Pathfinder Adventure Path Subscriber

For every person that says "no more player-side bloat, please" there's a person asking "hey Paizo why no new feat/spells/PrCs in this book?". That's a hard link to walk there.

Digital Products Assistant

Removed some misplaced posts.

RPG Superstar 2015 Top 8

2 people marked this as a favorite.

Overview -- I hope this is okay:

Chapter 1: Character Background
This is all very largely for PCs: expanded traits, drawbacks system, system for random generating character background (although this could be used for NPCs too). Story feats.

Chapter 2: Downtime
This involves a lot of stuff revolving around what PCs do between adventures, and how to track resources built, sought out, or developed during this time. There's guidelines for PCs owning businesses, being part of or even leading organizations, and building anything from a place of business to a stronghold. Some of this, especially some of the "rooms and teams" stuff, could also be of use to the GM in designing such things.

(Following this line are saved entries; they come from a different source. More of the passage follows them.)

PR #2088, opened 2023-07-18
refactor: compose over config for render of mobile menu

zchsh:
## 🔗 Relevant links

- [Preview link][preview] 🔎
- [Asana task][task] 🎟️

## 🗒️ What

This PR refactors `BaseLayout` to accept a `mobileMenuSlot` prop.

While not strictly necessary, the intent here encompasses a few ideas:

- Remove the need for global `non_product_mobile_menu_routes` config
     - This config has caused unexpected issues in the past, and we've noted from a DX perspective that it feels a little odd to have to modify global config in order to add any new route with a generic mobile menu
- Move towards a more composable mobile menu pattern
     - I think we'll want to remove the need for app-level context for open-closed state, see 🎟 [[discuss] Refactor MobileMenu to remove context, use portal instead of z-index](https://app.asana.com/0/1202097197789424/1205087147421651/f) for some details
- Set up a props API for `BaseLayout` that aligns with the above patterns
- Set the stage to build a layout for `OpenApiDocsView` that aligns with the above patterns
    - Note `"aligns"` - under the hood we're still using app-level context for now, the idea is that `OpenApiDocsView` will at least not be an _additional_ layout that relies on this context.

> **Note**: this PR also renames `BaseNewLayout` to `BaseLayout`. The `New` in the name was a historical artifact that is no longer relevant, as we've long since remove the non-`New` version of this same layout.

## 🧪 Testing

Visit all pages that previously relied on `non_product_mobile_menu_routes` global config, and confirm they still render as expected, both on desktop and on mobile viewports, where a generic mobile menu should be present:

- [ ] [/ (home page)][preview] - home page
- [ ] [/tutorials] - tutorials landing page
- [ ] [/_error] - error page, any 404 route also works
- [ ] [/certifications] - certifications landing
- [ ] [/certifications/{slug}][/certifications/infrastructure-automation] - individual certifications view

Visit another page that did not rely on `non_product_mobile_menu_routes` global config, but still renders a mobile menu. This is basically every other page not listed above. Examples include:

- [ ] [/hcp/api-docs/vault-secrets]
- [ ] [/waypoint/docs]

## 💭 Anything else?

Not at the moment!

[task]: https://app.asana.com/0/1204678746647847/1205011719572372/f
[preview]: https://dev-portal-git-zsmobile-menu-slot-hashicorp.vercel.app/
[/tutorials]: https://dev-portal-git-zsmobile-menu-slot-hashicorp.vercel.app/tutorials
[/_error]: https://dev-portal-git-zsmobile-menu-slot-hashicorp.vercel.app/_error
[/certifications]: https://dev-portal-git-zsmobile-menu-slot-hashicorp.vercel.app/certifications
[/certifications/infrastructure-automation]: https://dev-portal-git-zsmobile-menu-slot-hashicorp.vercel.app/certifications/infrastructure-automation
[/waypoint/docs]: https://dev-portal-git-zsmobile-menu-slot-hashicorp.vercel.app/waypoint/docs
[/hcp/api-docs/vault-secrets]: https://dev-portal-git-zsmobile-menu-slot-hashicorp.vercel.app/hcp/api-docs/vault-secrets


config/base.json
```diff
@@ -23,13 +23,6 @@
 		"canonical_base_url": "https://developer.hashicorp.com",
 		"max_static_paths": 10,
 		"revalidate": 360,
-		"non_product_mobile_menu_routes": [
-			"/",
-			"/tutorials",
-			"/_error",
-			"/certifications",
-			"/certifications/[slug]"
-		],
```
thiskevinwang, line 32: > This config has caused unexpected issues in the past, and we've noted from a DX perspective that it feels a little odd to have to modify global config in order to add any new route with a generic mobile menu

💯

src/layouts/base-layout/index.tsx
```diff
@@ -4,7 +4,6 @@
  */
 
 // Third-party imports
-import { useRouter } from 'next/router'
```
thiskevinwang, line 7: Excellent removal of the `pages` router — 1 less compatibility-thing to account for w/ AppRouter

src/layouts/base-layout/index.tsx
```diff
@@ -13,68 +12,44 @@ import usePageviewAnalytics from '@hashicorp/platform-analytics'
...
- * use here.
- */
-const BaseNewLayout = ({
+const BaseLayout = ({
 	children,
 	showFooterTopBorder = false,
-}: BaseNewLayoutProps) => {
-	const router = useRouter()
-
+	mobileMenuSlot,
```
thiskevinwang, line 45: (idea)
What if we removed the `BaseLayoutGenericMobileMenu` wrapper (which feels little like an unnecessary _wrapper-with-default-mobileMenuSlot-prop_) and did either...
1. set a default prop: `mobileMenuSlot={<NonProductPageMobileMenu />}`
2. or require `BaseLayout` consumers to explicitly specify the `mobileMenuSlot`. Acknowledging this is less DRY in practice, but this less-DRY-ness is realistically not that big of a problem.
  - I'm thinking of this as "A little duplication > an incorrect abstraction"

src/layouts/base-layout/index.tsx
```diff
@@ -89,7 +64,7 @@ const BaseNewLayout = ({
 						<NavigationHeader />
 					</div>
 					<div className={s.contentArea}>
-						{shouldShowMobileMenu ? <NonProductPageMobileMenu /> : null}
+						{mobileMenuSlot}
```
thiskevinwang, line 67: 😄 💭  Having the menu element as `props.mobileMenuSlot` feels like a nice precursor to 
https://nextjs.org/docs/app/building-your-application/routing/parallel-routes

src/layouts/base-layout/types.ts
```diff
@@ -0,0 +1,61 @@
...
+ */
+
+import { ReactNode } from 'react'
+import { Products as HashiCorpProduct } from '@hashicorp/platform-product-meta'
+
+interface BaseLayoutProps {
+	/**
+	 * Content to render within the layout.
+	 */
+	children: ReactNode
```
thiskevinwang, line 13: Nit: We should move away from manually typing `children` ourselves.

React has a `PropsWithChildren` type helper which types it for us:

Here's the signature:
```ts
    type PropsWithChildren<P = unknown> = P & { children?: ReactNode | undefined };
```

---

You can use it two ways:

```ts
interface BaseLayoutProps extends PropsWithChildren {
  ...
}

// or

type MyFullyTypedProps = PropsWithChildren<BaseLayoutProps>
```

thiskevinwang (approved):
Code looks good, and the removal of `non_product_mobile_menu_routes` is a great move. No blockers from me!

Question: So at this point, is it accurate that no pages are directly using `BaseLayout`? It looks like it's either through `SidebarSidecarLayout` or `BaseLayoutGenericMobileMenu`

src/layouts/base-layout/index.tsx
zchsh: ☝️ Ooh yeah I dig this direction! Updated to remove `<BaseLayoutGenericMobileMenu>` - replaced all such uses with `<BaseLayout mobileMenuSlot={<MobileMenuLevelsGeneric />}>` 👍

The above change doesn't quite meet `1.` or `2.` exactly - definitely looking forward to improving this further post-API-docs work! Got a task at 🎟 [[discuss] Refactor MobileMenu to remove context, use portal instead of z-index](https://app.asana.com/0/1202097197789424/1205087147421651/f) where I added your notes here cause I think making `mobileMenuSlot` required seems like a great directly 👍

src/layouts/base-layout/types.ts
zchsh: I dig it, TIL! 💖 Updated ✅

zchsh:
> Question: So at this point, is it accurate that no pages are directly using `BaseLayout`? It looks like it's either through `SidebarSidecarLayout` or `BaseLayoutGenericMobileMenu`

@thiskevinwang It was before some recent changes - but I just got rid of `BaseLayoutGenericMobileMenu` so now pages are doing like `<BaseLayout mobileMenuSlot={<MobileMenuLevelsGeneric />}>` rather than the previous `<BaseLayoutGenericMobileMenu>` 👍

Chapter 3: Campaign Systems
This includes expanded explanations of the alignments for PCs, various systems for tracking things like codes of honor, reputation and fame, and so on. The retraining rules are here (definitely for PCs), as are the rules for creating young PCs, and rules for bargaining and expanded guidelines for PCs who want to create magic items. Some bits I haven't really read yet so can't say what it all is.

Chapter 4: Kingdoms and War
This is the expanded and revised Kingdom building stuff originally seen in Kingmaker. Oriented toward PCs and how they run a kingdom, though definitely applicable to help a GM design a kingdom and make sure all things necessary are accounted for.

Also includes rules for army/mass combat, definitely useful on both sides of the table and the one thing I can say is definitely "for GMs."


David knott 242 wrote:
Azure_Zero wrote:

Young Characters starting Ages

Dwarf: 20
Elf: 55
Gnome: 20
Halfling: 10
Half-Elf: 10
Half-Orc: 7
Human: 8

Formula is basicially: (Start Age/2) and round up

This is going to throw folks trying to rationalize the childhoods of the longer lived humanoid races for a loop. If a 55 year old elf is truly equivalent mentally and physically to an 8 year old human, that is a painfully slow childhood by non-elven standards. That raises the question of whether the proportionality should be maintained all the way down (in which case elves would spend their first decade or more in diapers, unable to walk or talk) or whether their is a major slowdown after an initial spurt (in which case elves would spend most of their first 55 years as the equivalent of 7 year old humsns).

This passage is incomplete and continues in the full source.